PR #839, opened 2022-12-20
Print proper error messages if there is an error.

autoantwort:
Fixes https://github.com/microsoft/vcpkg-tool/pull/710/files#r1051638592

### DIFF
--- a/src/vcpkg/base/checks.cpp
+++ b/src/vcpkg/base/checks.cpp
@@ -105,7 +105,13 @@ namespace vcpkg
     {
         if (!expression)
         {
-            exit_with_message(line_info, error_message);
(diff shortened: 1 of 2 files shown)


vicroms (approved):
I think these changes are OK. We may want to discuss if it is acceptable to leave fatal errors unlocalized.

ras0219-msft:
Your assumption is correct -- however it turns out that this code is incorrectly using `check_exit()`. Since we are now going to use these functions as post-built lint checks, running on user-generated files, they need to handle invalid data without crashing. That means all the functions need to be changed over to `ExpectedL<>`s with localized errors.

That said this is a fine improvement in the meantime. Thanks!

PR #840, opened 2022-12-21
Correct handling of PATH in VCPKG_KEEP_ENV_VARS

ras0219-msft:
Before this PR, using `set VCPKG_KEEP_ENV_VARS=PATH` would result in two copies of `PATH` in the environment block. This had (mostly) the correct results for windows processes which would take the first value, however msys2's bash takes the last value and thus has an incredibly mysterious behavior of apparently resetting the path.

This is a targeted fix for the PATH variable, however a more comprehensive rework of how the environment is handled is needed to ensure correct handling of all variables -- see https://github.com/microsoft/vcpkg-tool/pull/424.

### DIFF
--- a/src/vcpkg/base/system.process.cpp
+++ b/src/vcpkg/base/system.process.cpp
@@ -388,7 +388,16 @@ namespace vcpkg
 
             for (auto&& var : vars)
             {
-                env_strings.push_back(var);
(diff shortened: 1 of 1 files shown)


valeriaconde (approved):
LGTM

PR #843, opened 2022-12-28
Avoid calling memcmp for empty string views

Thomas1664:
This gives a 3.3x performance improvement: https://quick-bench.com/q/RXyLBXqCsm-QHSHGxBDSou6N_Fs

Also gets rid of `/home/vsts/work/1/s/src/vcpkg/base/stringview.cpp:32:50: runtime error: null pointer passed as argument 2, which is declared to never be null`

Code used for benchmarking:

```c++
#include <cstring>

struct SV {
  const char* data = nullptr;
  std::size_t size = 0;

  bool operator==(const SV& other) const noexcept
  {
    return size == other.size && memcmp(data, other.data, size) == 0;
  }
};

struct SV_2 {
  const char* data = nullptr;
  std::size_t size = 0;

  bool operator==(const SV_2& other) const noexcept
  {
    if (size == 0 && other.size == 0) return true;
    return size == other.size && memcmp(data, other.data, size) == 0;
  }
};


static void StringCreation(benchmark::State& state) {
  for (auto _ : state) {
    SV sv {};
    benchmark::DoNotOptimize(sv);
    SV sv_2{};
    benchmark::DoNotOptimize(sv_2);
    bool res = sv == sv_2;
    benchmark::DoNotOptimize(res);
  }
}
// Register the function as a benchmark
BENCHMARK(StringCreation);

static void StringCopy(benchmark::State& state) {
  for (auto _ : state) {
    SV_2 sv {};
    benchmark::DoNotOptimize(sv);
    SV_2 sv_2{};
    benchmark::DoNotOptimize(sv_2);
    bool res = sv == sv_2;
    benchmark::DoNotOptimize(res);
  }
}
BENCHMARK(StringCopy);
```

Settings: GCC 9.4, c++17, O3

### DIFF
--- a/src/vcpkg/base/stringview.cpp
+++ b/src/vcpkg/base/stringview.cpp
@@ -29,6 +29,10 @@ namespace vcpkg
 
     bool operator==(StringView lhs, StringView rhs) noexcept
     {
+        if (lhs.empty() && rhs.empty())
+        {
+            return false;
+        }
         return lhs.size() == rhs.size() && memcmp(lhs.data(), rhs.data(), lhs.size()) == 0;
     }
 
--- a/src/vcpkg/base/stringview.cpp
+++ b/src/vcpkg/base/stringview.cpp
@@ -31,7 +31,7 @@ namespace vcpkg
     {
         if (lhs.empty() && rhs.empty())
         {
-            return false;
+            return true;
         }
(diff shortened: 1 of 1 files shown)


ras0219-msft (approved):
Thanks for the PR!

The primary motivation to merge this PR is not performance -- I sincerely doubt you can measure any difference in performance for any vcpkg product scenario with this change. However, passing `nullptr` to `memcmp` is illegal and definitely something we need to avoid.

::::::

Transcribe each record exactly. Leave nothing out.

**Task result**
PR #839, opened 2022-12-20
Print proper error messages if there is an error.

autoantwort:
Fixes https://github.com/microsoft/vcpkg-tool/pull/710/files#r1051638592

### DIFF
--- a/src/vcpkg/base/checks.cpp
+++ b/src/vcpkg/base/checks.cpp
@@ -105,7 +105,13 @@ namespace vcpkg
     {
         if (!expression)
         {
-            exit_with_message(line_info, error_message);
(diff shortened: 1 of 2 files shown)


vicroms (approved):
I think these changes are OK. We may want to discuss if it is acceptable to leave fatal errors unlocalized.

ras0219-msft:
Your assumption is correct -- however it turns out that this code is incorrectly using `check_exit()`. Since we are now going to use these functions as post-built lint checks, running on user-generated files, they need to handle invalid data without crashing. That means all the functions need to be changed over to `ExpectedL<>`s with localized errors.

That said this is a fine improvement in the meantime. Thanks!

PR #840, opened 2022-12-21
Correct handling of PATH in VCPKG_KEEP_ENV_VARS

ras0219-msft:
Before this PR, using `set VCPKG_KEEP_ENV_VARS=PATH` would result in two copies of `PATH` in the environment block. This had (mostly) the correct results for windows processes which would take the first value, however msys2's bash takes the last value and thus has an incredibly mysterious behavior of apparently resetting the path.

This is a targeted fix for the PATH variable, however a more comprehensive rework of how the environment is handled is needed to ensure correct handling of all variables -- see https://github.com/microsoft/vcpkg-tool/pull/424.

### DIFF
--- a/src/vcpkg/base/system.process.cpp
+++ b/src/vcpkg/base/system.process.cpp
@@ -388,7 +388,16 @@ namespace vcpkg
 
             for (auto&& var : vars)
             {
-                env_strings.push_back(var);
(diff shortened: 1 of 1 files shown)


valeriaconde (approved):
LGTM

PR #843, opened 2022-12-28
Avoid calling memcmp for empty string views

Thomas1664:
This gives a 3.3x performance improvement: https://quick-bench.com/q/RXyLBXqCsm-QHSHGxBDSou6N_Fs

Also gets rid of `/home/vsts/work/1/s/src/vcpkg/base/stringview.cpp:32:50: runtime error: null pointer passed as argument 2, which is declared to never be null`

Code used for benchmarking:

```c++
#include <cstring>

struct SV {
  const char* data = nullptr;
  std::size_t size = 0;

  bool operator==(const SV& other) const noexcept
  {
    return size == other.size && memcmp(data, other.data, size) == 0;
  }
};

struct SV_2 {
  const char* data = nullptr;
  std::size_t size = 0;

  bool operator==(const SV_2& other) const noexcept
  {
    if (size == 0 && other.size == 0) return true;
    return size == other.size && memcmp(data, other.data, size) == 0;
  }
};


static void StringCreation(benchmark::State& state) {
  for (auto _ : state) {
    SV sv {};
    benchmark::DoNotOptimize(sv);
    SV sv_2{};
    benchmark::DoNotOptimize(sv_2);
    bool res = sv == sv_2;
    benchmark::DoNotOptimize(res);
  }
}
// Register the function as a benchmark
BENCHMARK(StringCreation);

static void StringCopy(benchmark::State& state) {
  for (auto _ : state) {
    SV_2 sv {};
    benchmark::DoNotOptimize(sv);
    SV_2 sv_2{};
    benchmark::DoNotOptimize(sv_2);
    bool res = sv == sv_2;
    benchmark::DoNotOptimize(res);
  }
}
BENCHMARK(StringCopy);
```

Settings: GCC 9.4, c++17, O3

### DIFF
--- a/src/vcpkg/base/stringview.cpp
+++ b/src/vcpkg/base/stringview.cpp
@@ -29,6 +29,10 @@ namespace vcpkg
 
     bool operator==(StringView lhs, StringView rhs) noexcept
     {
+        if (lhs.empty() && rhs.empty())
+        {
+            return false;
+        }
         return lhs.size() == rhs.size() && memcmp(lhs.data(), rhs.data(), lhs.size()) == 0;
     }
 
--- a/src/vcpkg/base/stringview.cpp
+++ b/src/vcpkg/base/stringview.cpp
@@ -31,7 +31,7 @@ namespace vcpkg
     {
         if (lhs.empty() && rhs.empty())
         {
-            return false;
+            return true;
         }
(diff shortened: 1 of 1 files shown)


ras0219-msft (approved):
Thanks for the PR!

The primary motivation to merge this PR is not performance -- I sincerely doubt you can measure any difference in performance for any vcpkg product scenario with this change. However, passing `nullptr` to `memcmp` is illegal and definitely something we need to avoid.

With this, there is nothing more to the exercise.